Aren't Lancaster's tradtech bows made by Samick?


----------



## Bob Furman (May 16, 2012)

http://samicksports.com/

Seems to still be there still. I'm not a Samick fan, but I guess if you really want to find out, go to the source


----------



## Warbow (Apr 18, 2006)

Bob Furman said:


> http://samicksports.com/
> 
> Seems to still be there still. I'm not a Samick fan, but I guess if you really want to find out, go to the source


Unfortunately, when it comes to information on the financial health of a corporation the last place you're likely to get honest information may be the company itself.


----------



## Ar-Pe-Lo (Oct 16, 2011)

Ilf Samick is not existing anymore (except beginners stuff)as both engineers and technology existing in form of MK Archery now.


----------



## Bob Furman (May 16, 2012)

Warbow said:


> Unfortunately, when it comes to information on the financial health of a corporation the last place you're likely to get honest information may be the company itself.

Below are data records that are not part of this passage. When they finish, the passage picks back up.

PR #866, opened 2023-06-07
feat(blink): add blink to uplink

sdwoodbury:
### What this PR does 📖

Lets you call people (audio only). The UI has been simplified - the media component was removed from the compose page for now. 

image

image

I noticed the following at the top of `main.rs`
```
#![allow(dead_code)]
#![allow(unused_variables)]
```

IDK why we need that for uplink. Unless someone strongly objects, I propose removing this. 

- Resolve #

### DIFF
--- a/ui/src/components/media/player.rs
+++ b/ui/src/components/media/player.rs
@@ -153,7 +153,7 @@ pub fn MediaPlayer(cx: Scope<Props>) -> Element {
                 text: cx.props.end_text.clone(),
                 onpress: move |_| {
                     state.write().mutate(Action::ClearCallPopout(window.clone()));
-                    state.write().mutate(Action::DisableMedia);
+                   // state.write().mutate(Action::DisableMedia);
                 }
             },
             Button {
--- a/ui/src/components/media/player.rs
+++ b/ui/src/components/media/player.rs
@@ -42,9 +42,9 @@ pub fn MediaPlayer(cx: Scope<Props>) -> Element {
     let silenced = state
         .read()
         .ui
-        .current_call
-        .clone()
-        .map(|x| x.silenced)
+        .call_info
+        .active_call()
+        .map(|x| x.call_silenced)
         .unwrap_or(false);
 
     let silenced_str = silenced.to_string();
--- a/ui/src/components/media/player.rs
+++ b/ui/src/components/media/player.rs
@@ -29,7 +29,7 @@ pub struct Props {
 }
 
 #[allow(non_snake_case)]
-pub fn MediaPlayer(cx: Scope<Props>) -> Element {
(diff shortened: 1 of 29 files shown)


phillsatellite:
I noticed in 1on1 calling, if User A & B are talking and User B hangs up, User A is still left in the call alone. When User B tries to call them back the call will not go through until User A ends the original call they remained in. I was talking with Matt about that and we are thinking if its a 1on1 call, and one of the users hangs up it should end the call for both users

https://github.com/Satellite-im/Uplink/assets/93608357/475801a3-1301-4771-97ac-f810d886480b


I don't think its THAT major that we would need to hold up the PR since this is such an awesome feature to be added. If we want to merge I will create a ticket

ui/src/components/media/player.rs
```diff
@@ -36,20 +29,25 @@ pub struct Props {
 }
 
 #[allow(non_snake_case)]
-pub fn MediaPlayer(cx: Scope<Props>) -> Element {
+pub fn _MediaPlayer(cx: Scope<Props>) -> Element {
     let state = use_shared_state::<State>(cx)?;
 
     let window = use_window(cx);
 
+    //let ch = use_coroutine(cx, |mut rx: UnboundedReceiver<_>| {
```
dariusc93: Probably want to remove this if it will not be used.

dariusc93 (approved):
Everything looks good overall.

dariusc93:
> I noticed in 1on1 calling, if User A & B are talking and User B hangs up, User A is still left in the call alone. When User B tries to call them back the call will not go through until User A ends the original call they remained in. I was talking with Matt about that and we are thinking if its a 1on1 call, and one of the users hangs up it should end the call for both users
> Screen_Recording_2023-06-08_at_10.36.58_AM.1.mov
> 
> I don't think its THAT major that we would need to hold up the PR since this is such an awesome feature to be added. If we want to merge I will create a ticket

In direct calls, it might be best to have it hang up on both ends unless one side is awaiting for a timeout in case of a temporarily disconnection. In group chat, i think its acceptable to have the call like that but should probably look into hooking back into the existing call for said group. For now, maybe we can look into figuring out about hooking back into the call if User A is still on the call and User B tries calling back. Thoughts on this @sdwoodbury ?

sdwoodbury:
@dariusc93  & @phillsatellite,

 I like the idea of hanging up automatically if the other participant leaves a 1-1 call. As for hooking back  - sounds like automatically connecting the participants? - I think it would help if the UI showed which conversations had an ongoing call. We probably want to do that at some point, but for now it seems easiest to just automatically disconnect 1-1 calls.

phillsatellite (approved):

True, but I was actually referring to Lancaster. Maybe Samick is moving away from high end equipment?


----------



## Astroguy (Oct 11, 2013)

I may be wrong, but I think Samicks' money is more wood riser traditional setups. I did take advantage of LAS clearance pricing on Samick risers for my Wife and Daughters. I did try the Black Max version of the Universal Carbon, It looked good but I went with a Winact VT for about $80 more then.


----------



## williamskg6 (Dec 21, 2008)

Bob Furman said:


> http://samicksports.com/


Yeah, that site still loads, but check out the copyright date on the site - 2010. It looks exactly as it did four years ago when I first checked it out and it was outdated then. It feels orphaned because it hasn't been maintained. In conjunction with the lack of stock at most dealers it at least implies that Samick is fading away or out of business. Whether that's true or not I have no idea. On the other hand, I noticed the Samick Vision X riser appeared on Alt Services site last year, which suggested that maybe they were not disappearing after all, but stock of those sold out except the black, with no indication that more are on the way. So, signs still seem to point to fading away...


----------



## zal (May 1, 2007)

It ran into all sorts of political and juridical ****storm years ago due to alleged corruption with student archery programs. Not sure how it ended up, but all designers bled into other companies or started their own. It really is just a shadow of its original glorious past.


----------



## Jim C (Oct 15, 2002)

22big said:


> Is Samick Archery still in business?


There was a Samick booth/table at the ATA show. I didn't spend much time looking but all I saw were basic bows up to what I'd call a middle of the road JOAD bow


----------



## 22big (Apr 26, 2006)

Due to the fact that I own many sets of Samick Masters and recently just finished tuning a new set of Master Max limbs for indoor shooting. I have noticed many Olympic archery equipment shops are putting clearance on the Samick products. Their web site has not been updated for a long time; and of course there was not a new product introduced for a while.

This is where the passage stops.